Tommy tosses the olives back in the bowl and slides off the counter, his scowl fierce. “I gotta check some shit out back.” He stalks out and slams the door hard enough to shake the frame.
“What the hell crawled up his ass?” Mom asks.
I don’t care if telling my mother makes me a traitor: she’d weasel the story out of someone else, then give me hell when she found out I already knew.
“Tommy and Jen had something going on, I guess? They were just...casual.” I watch Mom frown because she knows full well I mean they were just
fuck buddies
, even if I’m not about to utter those words in front of her. “Anyway, she stopped calling, and he didn’t think too much about it. When he found out she was engaged, he went to her house and went apeshit in her front yard. Punched Troy in the face.”
Mom stops her manic chopping and grips the counter, her head hanging down. “Holy Mother of God, what did I ever do to deserve such stupid boys?” she implores her Virgin Mother statue, the tiny ceramic one who’s guarded the sink ever since I was a kid.
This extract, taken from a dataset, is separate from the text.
PR #12442, opened 2026-07-11
fix: restore Perps actions and empty-wallet deposits(OK-57890)

Minnzen:
## Summary
- Restore visible Perps order-list actions with the intended icon interaction states.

There’s a Holy Mother in every room of my house, one in the front and backyard, and one in the glove compartment of every vehicle we’ve ever owned. Mom doesn’t like to take chances that the Virgin Mary might miss out on one of her prayers to help heal us of our rampant stupidity.
“He was so drunk, the punch hardly landed.”
It sounded more comforting in my head.
“Did he
drive
drunk?” She shrieks like a harpy, that damn knife still clutched in her fist.
“How the hell would I know, Ma? I wasn’t there.” I pinch the bridge of my nose. “He’s supposed to be an adult, you know. I’m not his keeper.”
“He needs a keeper,” Mom bites out. “He needs a
wife
. Why didn’t he scoop Jenny up?” She takes the kind of long, shuddery breath that usually means she’s about to weep.
Shit.
“I think Tommy always assumed Jen would be there waiting. Forever.” I try to keep my voice gentle for her benefit, but this whole family drives me fucking batshit crazy.
“That’s my point.” Ma bangs the knife handle on the counter and focuses her crazy eyes my way. “That’s exactly my point! A pretty, smart, sweet girl like Jen with a degree and a good job? A girl who goes to mass every Sunday and has good birthing hips? Mark my words, she’ll get knocked up on her honeymoon. That kind of girl doesn’t wait for a guy, because she has choices. She has choices.” She pushes her bangs out of her eyes. “You boys will be left in the dust.”